Excerpts from a dataset
== == ==

PR #1074, opened 2016-02-03
Various improvements to our SBT config.

sellout:
This was triggered by newer versions of Ensime not working with our
repository. The two changes that were necessary to fix that were

* Don’t explicitly include `Defaults.defaultSettings` in our settings –
  it tramples various plugin settings, and is deprecated.
* Include our settings on the root project, so we don’t also fetch scala
  2.10 libraries.

Other changes:

* added a dir-locals file to get Emacs tools to use the local `sbt`
  rather than some other one on the system,
* added compiler options to be used by the meta-project build (these
  would have caught one of the primary issues above),
* updated the copyright notice to include 2016,
* made the Java version check failure include the version it _did_ find,
* replaced `CustomKeys` with the simpler `Versions` object,
* removed the `NextVersion` steps in the release process, and
* upgraded a couple dependencies.

There is still more to be done here. Ideally, we’d almost completely
eliminate .sbt files and do everything in .scala files, but this is an
improvement.


mossprescott:
:-1: 

screen shot 2016-02-02 at 16 32 21

mossprescott:
More seriously, I'd prefer if the license comments were in a separate commit.

sellout:
Yeah, I can get on board with the copyright thing. I just updated it in the build.sbt as I was going through, then boom – 300 files changed.

build.sbt
```diff
@@ -11,23 +19,24 @@ lazy val ExclusiveTests = config("exclusive") extend Test
...
-lazy val checkHeaders = taskKey[Unit]("Fail the build if createHeaders is not up-to-date")
+lazy val checkHeaders =
+  taskKey[Unit]("Fail the build if createHeaders is not up-to-date")
 
-lazy val standardSettings = Defaults.defaultSettings ++ Seq(
+lazy val commonSettings = Seq(
   headers := Map(
-    "scala" -> Apache2_0("2014 - 2015", "SlamData Inc."),
-    "java"  -> Apache2_0("2014 - 2015", "SlamData Inc.")),
+    ("scala", Apache2_0("2014 - 2015", "SlamData Inc.")),
```
jedesah: What is the rationale here for ordinary tuple syntax over `->`?

build.sbt
```diff
@@ -38,8 +47,8 @@ lazy val standardSettings = Defaults.defaultSettings ++ Seq(
     "JBoss repository" at "https://repository.jboss.org/nexus/content/repositories/",
     "Scalaz Bintray Repo" at "http://dl.bintray.com/scalaz/releases",
     "bintray/non" at "http://dl.bintray.com/non/maven"),
-  addCompilerPlugin("org.spire-math" %% "kind-projector" % "0.5.4"),
```
jedesah: I wonder if this could help with the issues we run into using kind-projector. I didn't find any release notes though... Man, what kind of open source project does not have release notes in their git repo... :smile:

project/Versions.scala
```diff
@@ -0,0 +1,10 @@
+import sbt._, Keys._
+
+object Versions {
```
jedesah: I don't like this. I think it should be defined next to `libraryDependencies`.

build.sbt
```diff
@@ -62,61 +71,49 @@ lazy val standardSettings = Defaults.defaultSettings ++ Seq(
...
+    "com.github.scopt"  %% "scopt"                     % "3.3.0"        % "compile, test",
+    "org.threeten"      %  "threetenbp"                % "1.2"          % "compile, test",
+    "org.mongodb"       %  "mongo-java-driver"         % mongoVersion   % "compile, test",
+    "org.mongodb"       %  "mongodb-driver-async"      % mongoVersion   % "compile, test",
+    "io.argonaut"       %% "argonaut"                  % "6.1"          % "compile, test",
+    "org.jboss.aesh"    %  "aesh"                      % "0.55"         % "compile, test",
+    "org.typelevel"     %% "shapeless-scalaz"          % slcVersion     % "compile, test",
+    "com.slamdata"      %% "pathy-core"                % pathyVersion   % "compile",
+    "com.github.mpilquist" %% "simulacrum"             % "0.4.0"        % "compile, test",
+    "org.http4s"        %% "http4s-core"               % http4sVersion  % "compile",
```
jedesah: Why do we need `http4s-core` in core?

sellout: I actually tried to remove it, but we use `Uri` and possibly other bits.

build.sbt
sellout: Basically, inability to import the `ArrowAssoc` implicit class directly. We solve this in the main project in our Predef object, but that seemed like overkill for the couple instances here.

project/Versions.scala
sellout: Yeah, so then I should probably move libraryDependencies to a .scala file.

build.sbt
jedesah: Ah, okay, that's right.

project/Versions.scala
jedesah: Nah, you don't need to do that. You should be able to write:

```
libraryDependencies ++= {
    val scalazVersion = ...
    ...
    Seq(
      ...)}
```

.dir-locals.el
```diff
@@ -0,0 +1 @@
+((nil . ((sbt:program-name . "./sbt"))))
```
drostron: Wished this wasn't necessary. Out of curiosity, what are we getting out of the sbt script? I haven't been using it for quasar and it's been quite awhile since I've used it in other projects.

project/Versions.scala
sellout: Well, at least one of these version numbers is shared between the dependencies here and the web dependencies, so we can’t just use a val there. I had originally added these as vals, and I’m guessing that whoever added the web dependencies changed the versions to settings so they could be shared.

.dir-locals.el
sellout: I think the main thing this launcher gets us (although may there’s other stuff) is that it makes quasar more self contained. You don’t need scala or sbt installed on your system. And since we use the same code to _get_ sbt, hopefully a bit more consistent/deterministic than devs having their own versions.

sellout: That said, I’m not opposed to getting rid of the launcher.

drostron: Fair enough. The default sbt installs do a good job of ensuring that the sbt version specified in build.properties is used. I do see the advantage of having a script install everything necessary to get a dev environment up and running though.

mossprescott: IIRC, the sbt script was there to increase the PermGen size which used to be a pain, but obviously that's no longer an issue.

If we don't have our own `sbt` script, does that mean we don't need `.dir-locals.el`?

I think getting rid of it is a good idea.

sellout: Yep, I’d happily remove .dir-locals.el in that case.

sellout:
@mossprescott Re: license header changes – do you want that in a separate PR, or just a non-squashed commit in this PR?

mossprescott:
A non-squashed commit would be fine.

project/Versions.scala
jedesah: I don't think there is any link between the use of `http4s-core` in quasar `core` subproject and its use in `web` subproject. So I might argue that they don't need to be "linked" together. If you can make the argument that they are linked, I think I would still argue for only having that defined in some external/common place and have the values specific to the main build file defined as locally as possible.

sellout: Don’t they need to be linked in that we can only have one version as a dependency?

jedesah: Not technically. `core` can declare the version it depends on like any scala lib would and it would be up to `web` to use that version or a newer one if it wants. In practice, I see little reason not to use the same version, but one could argue that they do not "fundamentally" need to be the same. Really, I am just attempting to fabricate an argument for why this particular dependency can be duplicated and we can declare these variables locally.

sellout: @jedesah What do you think of the newer approach (Versions is gone, there’s now Dependencies).

sellout:
@drostron Whenever you think this looks good, I’ll squash everything, then add another commit that updates the license headers everywhere, and give you another chance to look before merging.

project/Versions.scala
jedesah: I like it.

drostron:
👍🏽

drostron:
👍🏾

== == ==

What is expected:
Please tally the lines of the entries that hold "changes" and give only the resulting number.

Written solution:
3